In fact, India lacks a legislation framework or oversight mechanism which guarantees that the data will not be repurposed after the pandemic (the country’s data and privacy laws date back to the late 1800’s). Without these guardrails, fears of this becoming a surveillance tool, not unlike those employed in China, are growing. Indian author Arundhati Roy summed this up stating : “Pre-corona, if we were sleepwalking into the surveillance state, now we are panic-running into a super-surveillance state.”

One must not look too far to understand this anxiety. The 9/11 crisis created the atmosphere under which policies such as the Patriot Act granted the United States unprecedented spying abilities domestically and internationally. Abilities of which the full extent was only understood in 2013 with Edward Snowden’s revelations.

Europe has some of the most robust data privacy laws in the world. Indeed, with the General Data Protection Regulation (GDPR), the European Union sought to become a model to follow regarding individual data rights.
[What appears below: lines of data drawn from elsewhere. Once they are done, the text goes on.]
PR #1528, opened 2018-07-19
Implement proper Qt-model semantics for DiveTripModel (and fix multi-level undo) [part 1/x]

bstoeger:

- [x] Bug fix
- [ ] Functional change
- [ ] New feature
- [ ] Code cleanup
- [ ] Build system change
- [ ] Documentation change
- [ ] Language translation

As I said in a previous PR, the undo-code is fundamentally broken. I see different ways of fixing that and went with the simpler method: keep pointers to dives and trips stable. This is done by undo-objects taking ownership of the objects. Note that crashes can still be provoked when dives are deleted in other parts of the code (notably split/merge/load). But that should be rather easy to fix. In any case, the new code would need testing:
- delete multiple dives / remove dives from trips
- undo/redo repeatedly
- undo/delete other dives/undo again
- etc..

So far it worked reasonably for me.

Note that the code uses C++ concepts, notably the owning `std::unique_ptr`. But this makes resource-management so much simpler that I'm convinced that it is worth it.

Sadly, this pretty much makes the last two commits of master moot. Could we - as an exception - remove them?

Commit message:
The original undo-code was fundamentally broken. Not only did id leak
resources (copied trips were never freed), it also kept references
to trips or dives that could be changed by other commands. Thus,
anything more than a single undo could lead to crashes.

Two ways of fixing this were considered
1) Don't store pointers, but unique dive-ids and trip-ids.
   Whereas such unique ids exist for dives, they would have to be
   implemented for trips.
2) Don't free objects in the backend.
   Instead, take ownership of deleted objects in the undo-object.
   Thus, all references in previous undo-objects are guaranteed to
   still exist (unless the objects are deleted elsewhere).

After some contemplation, the second method was chosen, because
it is significantly less intrusive. While touching the undo-objects,
clearly separate backend from ui-code, such that they can ultimately
be reused for mobile.

Note that if other parts of the code delete dives, crashes can still
be provoked. Notable examples are split/merge dives. These will have
to be fixed later. Nevertheless the new code is a significant
improvement over the old state.

### Changes made:

1) Create functions in backend that allow taking ownership of dives/trips
2) Take ownership of dives/trips in undo objects.
3) Initial support for undo of dive addition.

### Release note:

Will do once there is undo for split/merge.


bstoeger:
Puh - from what I've seen so far this will be quite an uphill battle. But I'm confident that it can be done and I believe that it will lead to untangling of the frontend/backend interface, because all the divelist-modifying manipulations are collected in one place.

My first goal is to get this right for all operations that create/destroy dives [add, delete, merge, split, import]. For loading of a new logbook I would simply destroy the undo-history for now [though we should keep multiple-document support in mind].

At the moment, the selection-handling is completely messed up, so don't be surprised if that does funky things.

bstoeger:
I made the comments more verbose - though perhaps this should be moved away from the source code to the documentation?

dirkhh:
I was quite distracted for a few days - hopefully I'll be able to look at the PRs this weekend.
I'm so glad that you are tackling this one. I remember way back when this was written that I worried about it - but then other things took over and I never went back...

bstoeger:
Comments on the overall design would of course be highly appreciated. But note that the details are not yet completely fleshed out, so an in-depth review would be premature.

My plan for this PR:
1) Implement all divelist-changing operations as undo-able commands. Only then can this at least *theoretically* work. This should also prove/disprove the viability of the approach.
2) Link with the divelist-model. At the moment we're completely regenerating the list on nearly every action. Quite an embarrassment.
3) Link with the dive-selection code. Currently, the commands that I implemented so far have completely unpredictable effect on the selection.

Mid-range to long-range plans from my side would then be:
1) Remove the undo code from the desktop-version, so that mobile can also use it. There is a lot of code-duplication that could be avoided.
2) Turn it into simple function-calls instead of object generations. I.e. hide implementation details.
3) Make editing operations also undo-able.

bstoeger:
> Would it be possible to ensure this can be used for the mobile version also (clear division between habdling and ui) ?

Yes, that's the plan (see point 1 of the mid-range plans above). I try to strictly separate backend / qt-model and desktop code.

bstoeger:
Please wait with testing - first I want to do the model<->command interaction. I plan to do this via signal (of which I'm not too big of a fan) so that it can be used from mobile and desktop.

Yes, the whole concept of this is to make pointers to `struct dive` and `struct trip` stable as long as there are references to them. This is done by owning them: either in the backend or in the undo-command. If a dive object is deleted, it means that it is a) unknown to the backend and b) no command references it.

dirkhh:
> **Please wait with testing** - first I want to do the model<->command interaction. I plan to do this via signal (of which I'm not too big of a fan) so that it can be used from mobile and desktop.

Hehe... the title of the PR and this comment are not exactly in agreement :-) :-)

bstoeger:
Yeah - that was for the original version which is obsolete. Changed.

glance-:
One random idea which might be worth exploring is actually using the git storage for undo/redo. That way we never need to worry about carefully unwinding and/or tracking changes, just save them, and load a older commit in case of undo.

bstoeger:
Yes, the idea is less crazy than it may seem at a first glance. I was contemplating about a git-inspired system, where two arbitrary divelogs could be related by a "diff". This would make it possible to have non-linear undo, i.e. different "branches". But I've given up on it as I thought it was way over my head.

As for using git directly, perhaps it can be done. The changes in this commit might even be the basis for such a thing, as all divelog-changing commands are isolated (and logic can then be transferred into the C-core if needed). I'm a bit reserved about reloading the whole divelog on every undo/redo. Currently, I'm going the opposite direction: don't reload the whole divelist on every single action, only the parts that changed. But I don't want to exclude the possibility that this is the wrong direction as nowadays everyone has multi-core GHz-clocked CPUs in their pockets. Why not even save every selection, every scrolling, in a git-repository for perfect replay?

In any case, I'll leave that to others as `git` and `libgit` are black-magic to me.

janiversen:
I believe the git idea have a lot of merit. It would really simplify the whole undo/redo process, and actually it is something on my long term plan,  I have already had to manually “play” with git commits, due to “interesting” conflicts when you leave ssrf open on the ipad and start working on a mac.

One relatively simple approach would be to have a branch where all changes (as in save/delete) would be stored and ssrf would not remember every single change.

example:
edit dive:
1. add location
2. add weight
3. save (and new commit to git branch)

If the user want to undo/redo things
1. present user with commits from local branch
2. present user eith extended choise as commits in master branch.

I think if we had that we could remove all undo/redo code.

my priority is currently (of course) to finish the rewrite of properties, but then this is something I could give a go, if we agree that is a simple, safe and sufficient solution.

janiversen:
ps. I also believe the current work that provides a separation between UI and process is impotant and should be added.

dirkhh:
Oh, using git as a means of undo is something that I looked into and started implementing way back when.
It's a wee bit heavy weight for this purpose, and there were a few conceptual problems I ran into that ended up derailing the idea. Which is not to say that it isn't worth re-visiting that idea.

janiversen:
Could you please highlight the conceptual problems? when limiting undo/redo to to save/delete I miss to see them.

dirkhh:
This is years ago - I haven't revisited this idea in since forever...
Let's see what I remember:
- Calling into the git-save code path after every transaction caused unexpected delays on larger dive data; I don't recall the specifics, but IIRC a renumber of a large dive log could cause a double digit second delay
- undo performance is roughly similar to file open performance - also unexpected
- This massively increased the commit count and since libgit2 doesn't support GC it increases the size of the repo at rest (and at initial transfer over the wire);

bstoeger:
Update:

The significant new part is the implementation of proper Qt-model semantics for the `DiveTripModel`. This is a double-monster commit. It is monstrous in size and monstrous in content [template and lambda madness!]. I tried it with classical for loops, but this ended up with pages-upon-pages of repeated code. I see two alternatives to templates and lambdas:
1) Macros.
2) Classical C-style callbacks with state transported via (void *) pointers.

But neither case seems more readable to me.

Before going into detail why the code is so complex, a disclaimer: The current state is known-to-be-broken in two aspects:
1) [Showstopper] Currently, the code does not modify the dive-selection. Therefore, it is quite easy to bring the application in an inconsistent state: Delete, merge or split dives and the old dive will be in the information window. You probably can crash the application rather easily in such a state.
2) [Borderline acceptable] The filters are not updated, if dives are deleted/merged, etc. The filters must be closed and reopened by two consecutive CTRL-F.

What this does is implement Qt-model semantics for the `DiveTripModel`. Currently, on every divelist-changing action, the whole model is rebuilt. What instead should be done is calling `beginInsertRows()`/`endInsertRows()` and related (delete, update) pairs. These functions work on sets of contiguous rows. But the user can choose arbitrary dives in an arbitrary number of trips *and* we can be in two modes: list-view and trip-view.

So the actual complexity arises from the fact that dives are batched twice: in the commands, they are batched by trip and sent via one signal per trip. In the `DiveTripModel`, they are batched according to contiguousness. This capitalizes on the fact that dives are always sorted by date. Now, this is by no means a difficult problem - stepping two lists and collect in batches. But the resulting code is verbose. Therefore, it is split-off in templates. One could, of course, go the easy route and add/delete/update in single dives. But since Qt *does* provide a batch-wise interface I think we should do our best to use it.

This has still potential for improvement: For example, instead of linear search, binary searches could be used, since dives are always ordered by date. Moreover, in the case of moving-between-trips and changing dive-date, I went the "cheating" way: Instead of using `beginMoveRows()`/`endMoveRows()` the dives are removed and re-added. This can likewise be improved at a later date.

So having the disclaimer above in mind, this can be tested / glimpsed at. Testing this fully is rather hard. It will involve performing a sequence of these actions:
```
void addDive(dive *d, bool autogroup);
void deleteDive(const QVector<struct dive*> &divesToDelete);
void shiftTime(const QVector<dive *> &changedDives, int amount);
void renumberDives(const QVector<QPair<int, int>> &divesToRenumber);
void removeDivesFromTrip(const QVector<dive *> &divesToRemove);
void removeAutogenTrips();
void addDivesToTrip(const QVector<dive *> &divesToAddIn, dive_trip *trip);
void createTrip(const QVector<dive *> &divesToAddIn);
void autogroupDives();
void mergeTrips(dive_trip *trip1, dive_trip *trip2);
void splitDives(dive *d, duration_t time);
void mergeDives(const QVector <dive *> &dives);
```
with arbitrary selections (contiguous, non-contiguous, spanning multiple-trips, top-level-dives) and in both views (list, trip) and then doing multiple CTRL-Z, CTRL-SHIFT-Z actions to undo/redo everything.

For me personally, the UI-experience is distinctly improved by not reloading the dive-list on every action.

Next short-term plans:
- Hook up with selection-machinery (though not yet sure where this belongs - command, model or view!?).
- Hook up with filters

Next medium to long-term plans:
- Extend command system to editing (including data, profile, media, ...)
- Extend undo to dive-import (from file, divecomputer)
- Implement in mobile

tcanabrava:
I really like the idea of dropping the dive id. Some background on the Original state of the code:
When I started to do this model (and this was one of the first bit of code on the c++ port, almost 5 years ago) I had to work with the Qt and the Gtk versions of it, as I could not break the code for Gtk while I was porting to Qt, and many of the operations would rearrange the dives in the dive_table c vector, making the pointer inconistent. I have not followed the code last year to be sure that this is not going to happen anymore, but it's something to be aware.
If I could I'd replace the dive_tale to a QList<Dive*> or similar, always making sure that the pointer is alive and well.

bstoeger:
I'm well aware of the difficult situation that you inherited and you did a great job. It's a small wonder that it works as flawless as it does. :)

I audited the code and there seems to be no unknown reallocation of `struct dive *` left, but of course I might have missed something.

desktop-widgets/undocommands.cpp
```diff
@@ -200,47 +254,90 @@ void UndoRenumberDives::redo()
...
+}
 
-	for (auto &pair: divesToAdd)
-		add_dive_to_trip(pair.first, pair.second);
-	divesToAdd.clear();
-	mark_divelist_changed(true);
+UndoAddDivesToTrip::UndoAddDivesToTrip(const QVector<dive *> &divesToAddIn, dive_trip *trip)
+{
+	setText(divesToAddIn.size() == 1 ? gettextFromC::tr("add dives to trip")
+					 : gettextFromC::tr("add %1 dives to trip").arg(divesToAddIn.size()));
```
dirkhh: that messes with the way plurals are handled in the translation. Please check http://doc.qt.io/qt-5/i18n-source-translation.html#handling-plurals
reading through other commits it's clear that you just followed the existing - bad - pattern.
It would be nice if you could fix it while you are touching the code - or we could do that later if that's distracting right now.

desktop-widgets/command_divelist.cpp
```diff
@@ -176,14 +182,19 @@ void UndoAddDive::undo()
...
 }
 
-UndoDeleteDive::UndoDeleteDive(const QVector<struct dive*> &divesToDeleteIn) : divesToDelete(divesToDeleteIn.toStdVector())
+DeleteDive::DeleteDive(const QVector<struct dive*> &divesToDeleteIn) : divesToDelete(divesToDeleteIn.toStdVector())
 {
 	setText(divesToDelete.size() > 1 ?
-			gettextFromC::tr("delete %1 dives").arg(divesToDelete.size()) :
-			gettextFromC::tr("delete dive"));
+			tr("delete %1 dives").arg(divesToDelete.size()) :
+			tr("delete dive"));
```
dirkhh: see my previous comment on plurals - I realize that this was wrong in the existing code as well. Shame on us.

desktop-widgets/command_divelist.cpp
```diff
@@ -225,21 +236,26 @@ void UndoShiftTime::undo()
...
 
 
-UndoRenumberDives::UndoRenumberDives(const QVector<QPair<int, int>> &divesToRenumberIn) : divesToRenumber(divesToRenumberIn)
+RenumberDives::RenumberDives(const QVector<QPair<int, int>> &divesToRenumberIn) : divesToRenumber(divesToRenumberIn)
 {
 	setText(divesToRenumber.count() > 1 ?
-			gettextFromC::tr("renumber %1 dives").arg(divesToRenumber.count()) :
-			gettextFromC::tr("renumber dive"));
+			tr("renumber %1 dives").arg(divesToRenumber.count()) :
+			tr("renumber dive"));
```
dirkhh: ditto

desktop-widgets/command_divelist.cpp
```diff
@@ -264,24 +290,24 @@ void UndoTripBase::redo()
...
 	redo();
 }
 
-UndoRemoveDivesFromTrip::UndoRemoveDivesFromTrip(const QVector<dive *> &divesToRemove)
+RemoveDivesFromTrip::RemoveDivesFromTrip(const QVector<dive *> &divesToRemove)
 {
-	setText(divesToRemove.size() == 1 ? gettextFromC::tr("remove dive from trip")
-					  : gettextFromC::tr("remove %1 dives from trip").arg(divesToRemove.size()));
+	setText(divesToRemove.size() == 1 ? tr("remove dive from trip")
+					  : tr("remove %1 dives from trip").arg(divesToRemove.size()));
```
dirkhh: wow, this bug was in many places... I wonder why I didn't catch it back when the code went in

desktop-widgets/command_divelist.cpp
```diff
@@ -291,17 +317,17 @@ UndoRemoveAutogenTrips::UndoRemoveAutogenTrips()
 	}
 }
 
-UndoAddDivesToTrip::UndoAddDivesToTrip(const QVector<dive *> &divesToAddIn, dive_trip *trip)
+AddDivesToTrip::AddDivesToTrip(const QVector<dive *> &divesToAddIn, dive_trip *trip)
 {
-	setText(divesToAddIn.size() == 1 ? gettextFromC::tr("add dives to trip")
-					 : gettextFromC::tr("add %1 dives to trip").arg(divesToAddIn.size()));
+	setText(divesToAddIn.size() == 1 ? tr("add dives to trip")
+					 : tr("add %1 dives to trip").arg(divesToAddIn.size()));
```
dirkhh: and more of the same

desktop-widgets/downloadfromdivecomputer.cpp
```diff
@@ -1,5 +1,8 @@
 // SPDX-License-Identifier: GPL-2.0
 #include "desktop-widgets/downloadfromdivecomputer.h"
+#include "core/qthelper.h"
+#include "desktop-widgets/mainwindow.h"
+#include "desktop-widgets/command.h"
```
dirkhh, line 3: given the one-liner change, it's surprising that you'd need all these new include files...

desktop-widgets/command_divelist.cpp
```diff
@@ -4,9 +4,41 @@
...
+// Input parameters:
+//	- dives: a vector of trip,dive pairs, which will be sorted and processed in batches by trip.
+//	- action: a function object, taking a trip-pointer and a QVector of dives, which will be called for each batch.
+template<typename Function>
+void processByTrip(std::vector<std::pair<dive_trip *, dive *>> &dives, Function action)
+{
+	// Use std::tie for lexicographical sorting of trip, then start-time
+	std::sort(dives.begin(), dives.end(),
+		  [](const std::pair<dive_trip *, dive *> &e1, const std::pair<dive_trip *, dive *> &e2)
+		  { return std::tie(e1.first, e1.second->when) < std::tie(e2.first, e2.second->when); });
```
dirkhh, line 25: eventually I'll figure out how to read code like this without wanting to run away.
After staring at it for a while, I think I know what it does. And I see why doing it this way makes the code smaller and easier to maintain (I guess?)

desktop-widgets/command_divelist.cpp
```diff
@@ -55,6 +89,22 @@ static std::vector<DiveToAdd> removeDives(std::vector<dive *> &divesToDelete)
...
 
+	// We send one dives-deleted signal per trip (see comments in DiveListNotifier.h).
+	// Therefore, collect all dives in a array and sort by trip.
+	std::vector<std::pair<dive_trip *, dive *>> dives;
+	dives.reserve(res.size());
+	for (const DiveToAdd &entry: res)
+		dives.push_back({ entry.trip, entry.dive.get() });
+
+	// Send signals.
+	processByTrip(dives, [&](dive_trip *trip, const QVector<dive *> &divesInTrip) {
```
dirkhh, line 129: sorry - syntax question... what does the `&` in the `[ ]` mean?
Googling tells me "captures all variables used in the lambda by reference" - that's great. What does that mean again?
Sorry :-(

dirkhh (commented):
This is my second round through these patches. This time I made some comments, most of them are not really related to your code and more related to things that were wrong before or things that I don't understand in fancy C++ 
I will keep going through this PR until I think that I understand it...
This definitely feels like it's going in the right direction.

desktop-widgets/command_divelist.cpp
bstoeger: The advantage of lambdas over function pointers is that they can have state. For this purpose, you feed it variables from the containing scope. These variables (=captures) are given in square brackets.

So, for example
```
auto fun = [when] (dive *d) { return dive->when < when; }
```
would be a function that takes a `dive *` as an input parameter and returns true whenever the start-time is before the local variable `when`:
```
	for_each_dive(i, dive) {
		if (fun(dive))
			return dive;
	}
```
 Obviously, it has to store the `when` somewhere, either by reference or by value. In the case of complex types, the former is more efficient [you don't have to copy the value]. But on the other hand, if the lambda has a longer lifetime, you might end up with dangling references, or changing values.

`[&]` and `[=]` are the lazy options: Don't specify all captured variables, simply say the all used variables are capture by reference (`[&]`) or by value (`[=]`). Hope that clears it up (somewhat).

dirkhh:
More reading, more playing with code. You people will turn me into a C++ developer eventually, I guess. So yeah, I think I understand this better now.

One request - given such a change, it would be really nice if this series came with test cases that ensure that this is actually correct and behaves as intended. Writing tests is annoying and boring, but to me the lack of test coverage is one of my bigger concerns for Subsurface.

bstoeger:
Before thinking about tests, I want to get this "feature-complete". This means fixing the whole selection-topic. At the moment I have a very fundamental problem with the way `QTreeView` and `QItemSelectionModel` work. Notably, there is no trivial way of distinguishing between user-initiated and programmatical selection changes. So far, this was handled with `disconnect`/`connect` pairs of internal(!) signals (c.f. `divelistview.cpp`). I'm exploring ways to circumvent this, but none of the options I came up with are appealing.

Moreover, I will be travelling the whole of August, so my responsiveness and productivity will be distinctly decreased. So don't hold your breath.

dirkhh:
Every good diver knows that you should NEVER hold your breath...
Yeah, the disconnect/connect mess is fun, isn't it? I tried to find ways to this differently for a while and so did @tcanabrava - we couldn't come up with anything.
Enjoy your travels

bstoeger:
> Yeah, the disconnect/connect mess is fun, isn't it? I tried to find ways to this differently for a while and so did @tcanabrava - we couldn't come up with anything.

However, with Europe hosting some of the most hard-hit countries by the virus, discussions are underway for the deployment of tracking apps in many European countries (UK, France, Germany).

EU member states have the possibility of making these apps work to their advantage, without compromising on privacy. In fact, anything short of radical transparency regarding the apps risks eroding the work done until now regarding data privacy. For these apps to be legitimate in Europe, it is vital they be voluntary. Indeed, in the EU’s European Data Protection Board’s (EDPB) guidelines for the development of these apps, it is highlighted that these apps must be voluntary and that “individuals who decide not to or cannot use such applications should not suffer from any disadvantage at all”. However, voluntary apps have seen little uptake, even in Singapore where only about 20% of the population has dowloaded “SafeTogether”- the city-state’s COVID tracking app. If EU countries develop these apps following a privacy-by-design approach, they might instil in EU citizens the necessary trust which will see the 60% uptake experts say is necessary for these apps to produce results.

If countries with the strongest privacy regulations fail to uphold them in their development of apps to contain the virus, this will only embolden less privacy-inclined states and risks enabling yet another technology to be used as a tool of authoritarian power.